When she wasn’t out for game, she was hunting doodle bugs with her cousin, Pat Nixon. She doesn’t recall many toys. She said, “We used our imagination and explored outside.” She does remember getting a special doll one time for Christmas.

Another holiday memory is the smell from a tin trunk filled with citrus fruit and apples for the occasion. It was the only time she recalls having fresh fruit during the year. “I would lift the lid on that trunk just to get a whiff,” she said, “but we had to wait for the big day to take a bite.” Another good smell she remembers were the hams her Daddy did in the smoke house.

Times were different then. Rural electrification did not come to Streeter until Emma Gene was around 13. They also did not have indoor plumbing, so trips to the outhouse were required in all types of weather. “We were poor, but I didn’t know that as a kid,” she said. “I had a good time. We were rich in love. I never went hungry, and I had a roof over my head.”

Her Daddy, Eugene, fought in Germany in WWI. He was wounded in battle, but he didn’t get his purple heart until sometime in the 1940’s. Along with the honor, came a small monthly compensation of $24. Emma Gene remembers, “Momma thought we were really set then as that was the steadiest income we had ever known.”
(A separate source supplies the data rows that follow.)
PR #3596, opened 2026-07-15
fix(jdbc): avoid privileged Kingbase metadata query

### LINKED ISSUE #3590: [Bug] Agent RPC error (-1): com.kingbase8.util.KSQLException: ERROR: permission denied for function sys_freespace Where: SQL statement "select COALESCE(sum(avail), 0) FROM sys_freespace(relid)" PL/p
### 数据库类型和版本

kingbase8

### 问题描述

kingbase8在Navicat Premium 17是正常的

同样的账号密码
在dbx报错
Agent RPC error (-1): com.kingbase8.util.KSQLException: ERROR: permission denied for function sys_freespace Where: SQL statement "select COALESCE(sum(avail), 0) FROM sys_freespace(relid)" PL/pgSQL function information_schema.pg_relation_size_ex(oid,bpchar) line 15 at SQL statement
Image

### 支持信息

DBX 版本: v0.5.57
运行环境: 桌面端
操作系统: Windows 10.0.19045.4474
系统架构: x86_64

### 优先级（是否紧急）

🔴 P0 紧急 · 下个版本必须修

### 补充信息

_No response_

SpencerZhang:
## Summary

- load Kingbase tables and views directly from its system catalogs
- avoid `DatabaseMetaData.getTables()`, which invokes privileged space-statistics functions in the Kingbase JDBC driver
- preserve the existing JDBC metadata path for other database vendors
- add regression coverage for low-privilege Kingbase metadata loading

## Root cause

The Kingbase JDBC driver's table metadata query calls `information_schema.pg_relation_size_ex()`, which in turn invokes `sys_freespace()`. Accounts without permission to execute that function can connect successfully but cannot open the database in DBX.

The fix follows the same approach used by database clients with dedicated Kingbase metadata support: query object names, types, and comments from the system catalogs without requesting relation-size statistics.

## Impact

Kingbase users no longer need elevated `sys_freespace` permissions to browse database objects. Other JDBC connections are unaffected.

## Validation

- `JAVA_HOME=/Library/Java/JavaVirtualMachines/jdk-17.jdk/Contents/Home mvn -q test` in `plugins/jdbc` (57 tests passed)
- `git diff --check`

Closes #3590

### DIFF
--- a/plugins/jdbc/src/main/java/app/dbx/jdbc/DbxJdbcPlugin.java
+++ b/plugins/jdbc/src/main/java/app/dbx/jdbc/DbxJdbcPlugin.java
@@ -1900,11 +1900,15 @@ public final class DbxJdbcPlugin {
     private static JsonNode kingbaseListTables(Connection conn, String schema, boolean objectNodes) throws SQLException {
         ArrayNode result = MAPPER.createArrayNode();
         String effectiveSchema = kingbaseEffectiveSchema(conn, schema);
-        boolean compatibilityMode = kingbaseUsesInformationSchemaTables(conn);
-        String sql = compatibilityMode ? kingbaseCompatibilityTablesSql() : kingbaseCastSafeTablesSql();
+        KingbaseTableCatalogMode catalogMode = kingbaseTableCatalogMode(conn);
+        String sql = switch (catalogMode) {
+            case SYS_CATALOG -> kingbaseCastSafeTablesSql();
+            case POSTGRES_CATALOG -> kingbasePostgresTablesSql();
+            case INFORMATION_SCHEMA -> kingbaseCompatibilityTablesSql();
+        };
         try (PreparedStatement ps = conn.prepareStatement(sql)) {
             ps.setString(1, effectiveSchema);
-            if (!compatibilityMode) {
+            if (catalogMode == KingbaseTableCatalogMode.SYS_CATALOG) {
                 ps.setString(2, effectiveSchema);
                 ps.setString(3, effectiveSchema);
             }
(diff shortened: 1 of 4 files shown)


plugins/jdbc/src/main/java/app/dbx/jdbc/DbxJdbcPlugin.java
```diff
@@ -1817,6 +1834,42 @@ static String normalizeInformationSchemaTableType(String tableType) {
         };
     }
 
+    private static JsonNode kingbaseListTables(Connection conn, String schema, boolean objectNodes) throws SQLException {
+        ArrayNode result = MAPPER.createArrayNode();
+        String effectiveSchema = emptyToNull(schema) == null ? "PUBLIC" : schema;
+        String sql = "SELECT c.relname AS table_name, " +
```
onceMisery: 是否可以考虑java 17+新特性，类似python的""" """来写多行字符串。

plugins/jdbc/src/main/java/app/dbx/jdbc/DbxJdbcPlugin.java
```diff
@@ -1817,6 +1834,42 @@ static String normalizeInformationSchemaTableType(String tableType) {
         };
     }
 
+    private static JsonNode kingbaseListTables(Connection conn, String schema, boolean objectNodes) throws SQLException {
+        ArrayNode result = MAPPER.createArrayNode();
+        String effectiveSchema = emptyToNull(schema) == null ? "PUBLIC" : schema;
```
onceMisery: `PUBLIC` 是否需要考虑大小写敏感

plugins/jdbc/src/main/java/app/dbx/jdbc/DbxJdbcPlugin.java
```diff
@@ -1817,6 +1834,42 @@ static String normalizeInformationSchemaTableType(String tableType) {
...
+            "LEFT JOIN sys_catalog.sys_description d ON d.objoid = c.oid AND d.objsubid = 0 " +
+            "WHERE n.nspname = ? AND c.relkind IN ('r', 'p', 'v', 'm', 'f') " +
+            "ORDER BY c.relname";
+        try (PreparedStatement ps = conn.prepareStatement(sql)) {
+            ps.setString(1, effectiveSchema);
+            try (ResultSet rs = ps.executeQuery()) {
+                while (rs.next()) {
+                    ObjectNode item = MAPPER.createObjectNode();
+                    item.put("name", rs.getString("table_name"));
+                    if (objectNodes) {
```
onceMisery, line 1921: `rs.getString("table_name")` 存在重复调用，是否应该用变量接收

onceMisery (commented):
非常感谢这个PR，但需要讨论下review的这几个点

t8y2 (changes requested):
I’m going to request changes for now. The new Kingbase table query at `DbxJdbcPlugin.java:1853` relies on `sys_class.relkind` for every Kingbase JDBC connection. DBX removed essentially the same catalog path in `6cba08fcc` after it caused cache lookup failures in Kingbase compatibility modes.

Please make this path compatibility-aware and reuse the dedicated Kingbase agent’s cast-safe table/view/materialized-view discovery instead of applying one `relkind` query universally. The tests should also cover the compatibility path and verify that it does not use `relkind`.

t8y2 (changes requested):
I'm requesting changes because two Kingbase compatibility cases are still incorrect.

First, `kingbaseUsesInformationSchemaTables` treats every connection without `sys_catalog.sys_namespace` as an information-schema compatibility connection. The dedicated Kingbase agent separately detects `pg_catalog.pg_namespace` and uses the PostgreSQL catalog path. Collapsing that mode into `information_schema.tables` drops objects such as materialized views. Please add a PostgreSQL-catalog mode and a regression test where `sys_catalog` is unavailable but `pg_catalog` is present.

Second, the regular query selects every `sys_class` row that is not recognized as a view, index, or sequence and labels it as `TABLE`. User-defined composite types also pass those exclusions, so they appear as tables. Please use a positive table discriminator or a table-specific catalog approach that remains safe across Kingbase compatibility modes, and cover a composite type in the tests. The equivalent heuristic in the dedicated Kingbase agent should remain consistent.

t8y2 (approved):
Reviewed exact head 6afe9de. The commits after the previous Changes Requested review resolve both catalog-classification blockers: PostgreSQL-compatible mode now positively selects supported `pg_class.relkind` values (including materialized views), while regular Kingbase mode positively matches real table catalogs and excludes composite types. This aligns with DBeaver's PostgreSQL relation classification and the documented `pg_class` semantics.

Validation: targeted JDBC and Kingbase tests passed, `git diff --check` passed, and the exact-head JDBC/Agent CI checks are green.

t8y2:
Thanks for the contribution! Merged in d69f9d3, will be released in the next version.

PR #3655, opened 2026-07-16
feat(driver-store): add dedicated "Updates Available" section for pending driver updates

Abeautifulsnow:
## Summary

Move drivers with available updates into a prominent amber-highlighted section
at the top of the Agent drivers tab. Previously, updatable drivers were scattered
throughout a flat list with only a small gray banner and subtle amber version
badges — easy to miss. Now they surface immediately in a dedicated card, and
after updating they return to their original position in the "All Drivers" list
automatically.

### `DriverStoreDialog.vue`

- Added four computed properties:
  - `orderedFilteredDrivers` — splits the filtered driver list so updatable
    drivers come first, stable drivers follow
  - `filteredUpdatableCount` — count of updatable drivers in the currently
    filtered view (respects search)
  - `filteredUpdatableDrivers` / `filteredStableDrivers` — sliced views used
    directly in the template without `<template>` nesting
- Replaced the single flat `v-for` with a two-tier layout inside one
  `divide-y` container:
  1. Amber header bar ("Updates Available (N)" + "Upgrade All" button)
  2. Updatable driver rows
  3. Section divider ("All Drivers")
  4. Stable driver rows (installed + not-installed)
- Eliminated inner `<template v-if="driver.installed">` wrappers in favor of
  inline `v-if` conditions to avoid HTML parser nesting issues

### i18n (7 locales)

Added three new keys in every locale (`zh-CN`, `zh-TW`, `en`, `ja`, `es`, `it`, `pt-BR`):

| Key | Purpose |
|---|---|
| `updatesAvailableTitle` | Section heading for the updates card |
| `updatesAvailableDescription` | Help text below the heading |
| `allDriversTitle` | Divider label between updatable and stable groups |

## Behavior

| Scenario | Result |
|---|---|
| Drivers have available updates | Amber "Updates Available" section at the top |
| Driver update completes | `update_available` → `false`, row moves to "All Drivers" |
| Search filters results | Both sections filter in sync; counts reflect filtered view |
| No drivers have updates | No section header or divider; flat list as before |

## Screenshots

*Before*: flat list, small gray banner

*After*: dedicated amber section at top → divider → stable list below

## UI变化后的截图展示

- 有可用更新时
04431404-9dde-434c-9286-dfcbbeacbde0

- 全部更新完后
13243496-8ae1-4b15-91bc-1a2c540adeea


t8y2:
Thanks for the contribution! Merged in fab1fa9, will be released in the next version.

PR #3669, opened 2026-07-16
feat(mongo): improve query completion and add distinct support

jthanh8144:
## Description

Two related MongoDB editor improvements.

**1. Rewrote query completion.** Replaced the regex-heuristic suggestion engine with a bracket-aware argument scanner that tracks the enclosing `{}`/`[]`/`()` and the key each is the value of. Suggestions now match the actual cursor position instead of guessing:

- query operators vs update operators, kept to their own positions
- aggregation stages only at pipeline level (including nested `$facet`/`$lookup` pipelines)
- accumulators inside `$group` output fields, expressions in projection/expression position
- stage-option keys for `$lookup`, `$unwind`, `$merge`, etc., and quoted field references (`"$field"`)
- operator/expression coverage expanded from ~35 entries to ~270, with descriptions and insert snippets

Also stopped suggesting helpers the shell parser can't execute (`bulkWrite`, `estimatedDocumentCount`, …) and added the ones it can (`count`, `drop`, `use`, `db.version`).

**2. Added native `distinct` support.** `db.collection.distinct("field", filter)` is now executable end-to-end — driver → `mongo_ops` → web route → Tauri command → MCP bridge → TS backend adapters → shell parser → query-store dispatch. Results render as a single column named after the field. `distinct` is re-added to completion now that it actually runs. The legacy Agent pool returns a clear "not supported" error, matching how `aggregate` already behaves.

## Change type

- [x] New feature
- [ ] Bug fix
- [ ] Performance
- [x] Refactor
- [ ] Documentation
- [ ] CI / build

## Frontend impact

- [x] This PR changes frontend behavior (editor autocomplete)

> The change is editor autocomplete behavior rather than visual UI. Capturing the suggestion dropdown requires a live MongoDB connection — not yet exercised against a real server.

## Verification

- [x] `make check` passes (format, lint, typecheck, 3334 tests)
- [x] `make cargo-check-fast` passes
- [x] Relevant tests pass — added coverage in `mongoCompletion.test.ts` (context modes, operator positioning, `distinct` argument completion, snippet-placeholder guard) and `mongoShellCommand.test.ts` (`parseMongoDistinctCommand`, `mongoDistinctToQueryResult`)

### DIFF
--- a/apps/desktop/src/components/editor/QueryEditor.vue
+++ b/apps/desktop/src/components/editor/QueryEditor.vue
@@ -38,7 +38,7 @@ import { sqlCompletionContextFromSemantic } from "@/lib/sql/semantic/completion"
 import { buildSqlSemanticModel } from "@/lib/sql/semantic/model";
 import { mergeSqlSemanticReferenceAnalysis, resolveSqlSemanticNavigationTarget } from "@/lib/sql/semantic/references";
 import { buildElasticsearchCompletionItemsFromContext, getElasticsearchCompletionContext, getElasticsearchCompletionResultValidFor, shouldAutoOpenElasticsearchCompletion, type ElasticsearchCompletionItem } from "@/lib/elasticsearch/elasticsearchCompletion";
-import { buildMongoCompletionItemsFromContext, getMongoCompletionContext, getMongoCompletionResultValidFor, shouldAutoOpenMongoCompletion, type MongoCompletionItem } from "@/lib/mongo/mongoCompletion";
+import { buildMongoCompletionItemsFromContext, getMongoCompletionContext, getMongoCompletionResultValidFor, mongoCompletionNeedsCollections, mongoCompletionNeedsFields, shouldAutoOpenMongoCompletion, type MongoCompletionItem } from "@/lib/mongo/mongoCompletion";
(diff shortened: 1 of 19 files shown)


t8y2 (changes requested):
有一个会让新补全器在合法查询中失效的词法扫描问题需要先修复。

1. `apps/desktop/src/lib/mongo/mongoCompletion.ts:752` 的 `findInnermostMongoCall` 仅用正则查找最后一个 `.find(`/`.aggregate(` 等片段，没有跳过字符串和注释。只要前面的字符串值包含方法形状的文本，例如 `db.users.find({ note: ".aggregate(", na`，扫描起点就会落到字符串内部，当前字段位置被误判为 `none`，字段补全完全消失。针对当前 head 的真实实现探针已稳定复现。请让调用定位与参数扫描使用同一套 quote/comment-aware 词法规则，并覆盖字符串、转义字符串和注释中包含方法名的回归测试。

Patchable by maintainer：问题局限在 completion call 定位与测试。

t8y2 (approved):
Re-reviewed the current head and targeted regression coverage. No blocking issues remain.

t8y2:
Thanks for the contribution! Merged in 640e82cdc, will be released in the next version.

PR #3688, opened 2026-07-16
feat(table-info): show column default values

### LINKED ISSUE #1240: [💡 Feature] 表属性增加默认值
### 当前痛点

当前查看表属性，看不到默认值

Image

看DDL才能看到默认值

Image

### 期望方案

期望增加一列“默认值”，展示每个字段的默认值

### 优先级（是否紧急）

🟢 P3 低优 · 有空再做

### 补充信息

SQLite数据库

LwClick:
Closes #1240

## Problem

Both table information surfaces omitted `column_default`, forcing users to inspect DDL to see field defaults.

## Changes

- Add a localized Default column to the Object Browser and DataGrid table-information panels.
- Preserve raw driver-provided expressions, including quoted, parenthesized, numeric, and function defaults.
- Show an em dash only when default metadata is absent.
- Truncate long values while exposing the complete expression through the native tooltip.
- Add a shared presentation helper and regression coverage for both surfaces.

## Reference

DBeaver exposes `JDBCTableColumn#getDefaultValue()` as a visible property and SQLite passes its raw `defaultValue` into the common column model. This change follows that behavior without parsing database-specific expressions.

## Tests

- `pnpm vitest run packages/app-tests/tableInfoDefaultValue.test.ts`
- `pnpm typecheck`
- `pnpm test` (437 files, 3595 tests)
- `pnpm build`
- `pnpm exec oxfmt --check apps/desktop/src/components/objects/ObjectBrowser.vue apps/desktop/src/components/grid/DataGrid.vue apps/desktop/src/lib/table/tableColumnDefaultPresentation.ts packages/app-tests/tableInfoDefaultValue.test.ts`
- Re-ran the targeted test, typecheck, and build after rebasing onto the latest `main`.

## Manual verification

SQLite 3.51.0 was used with a temporary table containing no default, `''`, `0`, `CURRENT_TIMESTAMP`, nested parentheses, and quoted text. `PRAGMA table_info` returned the expected raw expressions, and the temporary database was removed afterward. Authenticated UI verification was not possible because the local web environment requires an access password.

## Remaining risks

The two UI surfaces compile and share the tested presentation contract, but their final layout was not visually exercised inside an authenticated desktop session.

### DIFF
--- a/apps/desktop/src/components/grid/DataGrid.vue
+++ b/apps/desktop/src/components/grid/DataGrid.vue
@@ -59,6 +59,7 @@ import TemporalCellEditor from "@/components/grid/TemporalCellEditor.vue";
 import EnumCellEditor from "@/components/grid/EnumCellEditor.vue";
 import type { QueryResult, ColumnInfo, DatabaseType, ForeignKeyInfo, IndexInfo, TriggerInfo, TableInfoTab } from "@/types/database";
 import { tableObjectSourceKind } from "@/lib/table/tableObjectSourceKind";
+import { tableColumnDefaultDisplayValue } from "@/lib/table/tableColumnDefaultPresentation";
 import * as api from "@/lib/backend/api";
 import { formatElapsedSeconds } from "@/lib/common/elapsedTime";
 import { dataGridCellDisplayText, dataGridCellEditorText } from "@/lib/dataGrid/dataGridCellCoercion";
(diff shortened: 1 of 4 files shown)


t8y2:
Thanks for the contribution! Merged in 63ea5f1, will be released in the next version.

PR #3689, opened 2026-07-16
fix(grid): stabilize header height during horizontal scroll

### LINKED ISSUE #2114: [Bug] 数据表格横向滚动时表头高度抖动
### 数据库类型和版本

Oracle12c

### 问题描述

当设置“在字段名下方显示注释”时，如果首屏渲染的几个字段都没有注释，而横向滚动后新显示的字段有注释，会导致表头高度在横向滚动时一直抖动，建议如果设置了“”在字段名下方显示注释“”则不管有没有注释都固定所有表头高度

### DBX 版本

v0.5.41

### 操作系统

Windows

### 优先级（是否紧急）

🟡 P2 普通 · 按排期处理

### 补充信息

_No response_

LwClick:
Closes #2114

## Problem

Column headers are horizontally virtualized, while type and comment rows were rendered only when each visible column had content. Scrolling from columns without comments to columns with comments could therefore change the header row height.

## Root cause

Header height was derived from the current virtual column window instead of the complete result and table metadata.

## Changes

- Determine type and comment row visibility from the full column set.
- Keep fixed-height placeholder rows mounted for visible columns without values.
- Omit the extra row when the setting is disabled or the complete table has no corresponding metadata.
- Preserve full type and comment tooltips while avoiding empty tooltip content.
- Keep the shared DOM header unchanged for both DOM and Canvas row renderers.

## Reference

DBeaver LightGrid computes one global `headerHeight` from the maximum header height across all top-level columns (`LightGrid#computeHeaderSizes`). This change applies the same full-column invariant to DBX virtualized headers.

## Tests

- `pnpm vitest run apps/desktop/src/lib/__tests__/dataGrid/dataGridHeaderLayout.spec.ts apps/desktop/src/components/grid/__tests__/DataGridSurfaces.spec.ts` (10 tests)
- `pnpm typecheck`
- `pnpm test` (437 files, 3597 tests)
- `pnpm build`
- Formatting check for all changed frontend files
- Re-ran the 10 targeted tests and typecheck against the final formatted commit.

## Manual verification

No reusable Oracle, PostgreSQL, or MySQL container was available. The local web client requires an access password, so authenticated horizontal-scroll testing could not be performed. Equivalent component coverage verifies full-column layout decisions, fixed placeholder height, disabled settings, no-comment tables, and tooltip behavior.

## Remaining risks

Oracle 12c and authenticated DOM/Canvas horizontal scrolling were not exercised in this environment. The fix is database-independent and does not alter the Canvas renderer or metadata loading path.

### DIFF
--- a/apps/desktop/src/components/grid/DataGrid.vue
+++ b/apps/desktop/src/components/grid/DataGrid.vue
@@ -439,7 +439,8 @@ function headerColumnType(column: string, actualColIdx: number): string {
 }
 
 const reserveColumnTypeLine = computed(() => reserveDataGridHeaderLine(showColumnTypesInHeader.value, props.result.columns, (column, index) => headerColumnType(column, index)));
-const reserveColumnCommentLine = computed(() => reserveDataGridHeaderLine(showColumnCommentsInHeader.value, props.tableMeta?.columns ?? [], (column) => column.comment));
+// Match the rendered header columns so comments from unprojected metadata cannot add an empty row.
+const reserveColumnCommentLine = computed(() => reserveDataGridHeaderLine(showColumnCommentsInHeader.value, props.result.columns, (column) => headerColumnComment(column)));
 
 function shortTypeName(t: string): string {
   const s = t.toLowerCase();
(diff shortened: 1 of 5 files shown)


t8y2:
Thanks for the contribution! Merged in 51b4c79, will be released in the next version.

PR #3690, opened 2026-07-16
fix(results): keep output toolbar height stable

### LINKED ISSUE #3361: [Feature] 数据表切换至摘要高度不应该变化
### 数据库类型和版本

通用

### 支持信息

https://github.com/user-attachments/assets/2af5220c-e2a7-452e-be00-0f670225da55
切换【数据表】、【摘要】的时候，行高会发生变化

Image

执行计划可以一并移过去吗？ 

### 当前痛点

切换视图不是很方便

### 期望方案

修复视图

### 优先级（是否紧急）

🟢 P3 低优 · 有空再做

LwClick:
Closes #3361

## Problem

The tabular result view used the embedded DataGrid toolbar while summary, chart, and explain views used a standalone toolbar. Their height contracts differed, causing the result pane to move vertically when switching views.

## Changes

- Set both toolbar containers to the same fixed `h-7` height (28px).
- Preserve the existing compact breakpoint, filters, result switcher, and action slots.
- Keep Explain in the existing shared toolbar actions instead of moving controls in this focused fix.
- Add a regression test that compares exact class tokens on both containers.

## Reference

DBeaver ResultSetViewer keeps presentations within one shared status bar and toolbar management surface. This change follows the same stable-container behavior across DBX result presentations.

## Tests

- `pnpm vitest run packages/app-tests/queryResultToolbar.test.ts` (9 tests)
- `pnpm typecheck`
- `pnpm test` (436 files, 3594 tests)
- `pnpm build`
- Formatting check for all changed files

## Manual verification

The local web client requires an access password, so authenticated switching between table, summary, chart, and explain views was not possible. The SFC compilation and exact class-token regression verify that both mounted toolbar paths use the same 28px height.

## Remaining risks

The toolbar bounding rectangles were not measured in an authenticated desktop session. The change does not alter toolbar content, responsive breakpoints, or result-view routing.

### DIFF
--- a/apps/desktop/src/components/grid/DataGrid.vue
+++ b/apps/desktop/src/components/grid/DataGrid.vue
@@ -7366,7 +7366,8 @@ const gridContextMenuItems = computed<ContextMenuItem[]>(() => {
     <CustomContextMenu :items="gridContextMenuItems" v-slot="{ onContextMenu }">
       <div v-if="hasData || canShowWhereSearch" class="flex-1 flex flex-col overflow-hidden" @contextmenu="onContextMenu">
         <!-- Search bar -->
-        <div ref="dataGridTopbarRef" v-if="showDataGridTopbar" class="data-grid-topbar-shell shrink-0 flex min-w-0 border-b bg-muted/20">
+        <!-- Result and standalone output views must share a fixed toolbar height to prevent layout shifts. -->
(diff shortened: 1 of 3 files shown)


t8y2:
Thanks for the contribution! Merged in c67cce5, will be released in the next version.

They didn’t come into town very often except about once a month for essentials. Emma Gene remembers trips to the feed store in Mason. Her Momma made clothes out of the cotton feed sacks. “Momma even made the boy at the feed store move several bags to get one out of bottom of the pile with the right pattern on it,” she said. “She was making a dress for me.”

One special trip into Mason when Emma Gene was about 10 was to see Gene Autry. The singing cowboy and his horse, Champion, were leading the parade. She wanted to see him so much, so her Daddy brought her in their old Ford. Gene Autry saw her and patted her on the head calling her Blondie. “I felt like I was floating on a cloud all the way home,” she said, “instead of bouncing around in that old car.”

Emma Gene walked to a one room school house in Streeter. There were about 12 kids of all ages going there. At 14 yrs. old, she went to Mason for her high school education. There were no buses until her junior year. The first year she stayed with Della Moneyhon and her baby while Della’s husband was away in the military. The next year she shared a room with Helen Casper Willis at Essie Foree’s home. Staying in town had its perks. “Us kids would walk to Rex All drugstore for chicken salad sandwiches and lemon ice cream sodas,” Emma Gene recalls. “It was a delicious treat!”

After graduation, she went to San Antonio to secretarial school. The choices for women in that day were limited. The main choices for a career were teaching, nursing or being a secretary. She didn’t get far along in her program, because a flooding rain came to San Antonio. When her Momma heard about it, she got to worrying. Her parents went there packed her up and brought her home.

Emma Gene followed in the steps of most young women at that time getting married at 18 to Eddie Ray Dockal and soon becoming a mother to three young kids by the time she was 22. She laughingly says, “I don’t recall much of the 50’s, because I was so busy taking care of kids.” She wouldn’t trade one moment of it though and treasures each of them; Joyce Masters, living in Joplin, MO; Margie Wilson and Tim Dockal, both of Mason.

She thought raising young kids was pretty much behind her, but she had another one at 37 and started all over again. Rebekah Maaz, from Austin, is the daughter of Emma Gene’s current husband, Dennie Jackson. Both Dennie and Emma Gene are long time residents of Mason. They delight in their family which now consists of the 4 kids mentioned, 9 grandkids, and 13 great grandkids.

Faith in God plays a large role in their life. Dennie and Emma Gene pastor the Mason Gospel Church. They have devoted many years to helping others and spreading God’s love. They consider the church members as extended family. Emma Gene enjoys living in Mason and loves getting to know the people in her community. She has written many articles on local residents for the paper. As she celebrates turning 80 this month, she counts herself blessed by the many experiences she has shared with family and friends through the years.